This project has retired. For details please refer to its Attic page.
Spark Structured Streaming Akka

Spark SQL Streaming Akka Data Source

A library for reading data from Akka Actors using Spark SQL Streaming ( or Structured streaming.).

Linking

Using SBT:

libraryDependencies += "org.apache.bahir" %% "spark-sql-streaming-akka" % "2.4.0"

Using Maven:

<dependency>
    <groupId>org.apache.bahir</groupId>
    <artifactId>spark-sql-streaming-akka_2.11</artifactId>
    <version>2.4.0</version>
</dependency>

This library can also be added to Spark jobs launched through spark-shell or spark-submit by using the --packages command line option. For example, to include it when starting the spark shell:

$ bin/spark-shell --packages org.apache.bahir:spark-sql-streaming-akka_2.11:2.4.0

Unlike using --jars, using --packages ensures that this library and its dependencies will be added to the classpath. The --packages argument can also be used with bin/spark-submit.

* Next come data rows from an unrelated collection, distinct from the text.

PR #1734, opened 2016-03-09
min rule

DhruvProtocol:
If the filed is allowed to be number then it accepts comma in value (i.e. 1200 and 1,200 both are valid). Now if "min" rule is provided with number then currently even if i'm entering 1,200 error(Please enter a value greater than or equal to 0.) is throwing. So if the current element has number and min both rules then we need to replace comma with 0 length string.

### DIFF
--- a/src/core.js
+++ b/src/core.js
@@ -1369,6 +1369,8 @@ $.extend( $.validator, {
 
 		// http://jqueryvalidation.org/min-method/
 		min: function( value, element, param ) {
+			if (this.settings.rules[element.name].number)
+				value = value.replace(/,/g, '');
 			return this.optional( element ) || value >= param;
 		},
 


Arkni:
The Travis check has failed (https://travis-ci.org/jzaefferer/jquery-validation/builds/114806911)

staabm:
Depending on local the `,` can be a thousands-seperator, therefore this cannot be merged as is. Looks like something which should be added with Globalize support.

Arkni:
I'm going to close this as it's not something this plugin has to support. As @staabm said in his comment, the `,` depends on the local and how numbers are formated, not how they are entered. What I can suggest people to do is to use the [`normalizer`](https://jqueryvalidation.org/normalizer/) to remove the `,` before hitting the validation:
```js
$("form").validate({
  rules: {
    field: {
      required: true,
      min: 1500,
      normalizer: function( value ) {
        return value.replace(/,/g, "");
      }
    }
  }
});
```

PR #1741, opened 2016-03-11
add validate method for positive integers

KarmaLaBelle:
I had an assignment that required this, saw it wasn't a thing, so wanted to go ahead and make a pull request.

http://codepen.io/anon/pen/jqrpPx?editors=1010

This library is cross-published for Scala 2.11 and Scala 2.12, so users should replace the proper Scala version in the commands listed above.

Examples

A SQL Stream can be created with data streams received from Akka Feeder actor using,

    sqlContext.readStream
            .format("org.apache.bahir.sql.streaming.akka.AkkaStreamSourceProvider")
            .option("urlOfPublisher", "feederActorUri")
            .load()

Enable recovering from failures.

Setting values for option persistenceDirPath helps in recovering in case of a restart, by restoring the state where it left off before the shutdown.

    sqlContext.readStream
            .format("org.apache.bahir.sql.streaming.akka.AkkaStreamSourceProvider")
            .option("urlOfPublisher", "feederActorUri")
            .option("persistenceDirPath", "/path/to/localdir")
            .load()

Configuration options.

This source uses Akka Actor api.

  • urlOfPublisher The url of Publisher or Feeder actor that the Receiver actor connects to. Set this as the tcp url of the Publisher or Feeder actor.
  • persistenceDirPath By default it is used for storing incoming messages on disk.

Scala API

An example, for scala API to count words from incoming message stream.

    // Create DataFrame representing the stream of input lines from connection
    // to publisher or feeder actor
    val lines = spark.readStream
                .format("org.apache.bahir.sql.streaming.akka.AkkaStreamSourceProvider")
                .option("urlOfPublisher", urlOfPublisher)
                .load().as[(String, Timestamp)]

    // Split the lines into words
    val words = lines.map(_._1).flatMap(_.split(" "))

    // Generate running word count
    val wordCounts = words.groupBy("value").count()

    // Start running the query that prints the running counts to the console
    val query = wordCounts.writeStream
                .outputMode("complete")
                .format("console")
                .start()

    query.awaitTermination()

Please see AkkaStreamWordCount.scala for full example.

Java API

An example, for Java API to count words from incoming message stream.

    // Create DataFrame representing the stream of input lines from connection
    // to publisher or feeder actor
    Dataset<String> lines = spark
                            .readStream()
                            .format("org.apache.bahir.sql.streaming.akka.AkkaStreamSourceProvider")
                            .option("urlOfPublisher", urlOfPublisher)
                            .load().select("value").as(Encoders.STRING());

    // Split the lines into words
    Dataset<String> words = lines.flatMap(new FlatMapFunction<String, String>() {
      @Override
      public Iterator<String> call(String s) throws Exception {
        return Arrays.asList(s.split(" ")).iterator();
      }
    }, Encoders.STRING());

    // Generate running word count
    Dataset<Row> wordCounts = words.groupBy("value").count();

    // Start running the query that prints the running counts to the console
    StreamingQuery query = wordCounts.writeStream()
                            .outputMode("complete")
                            .format("console")
                            .start();

    query.awaitTermination();   

Please see JavaAkkaStreamWordCount.java for full example.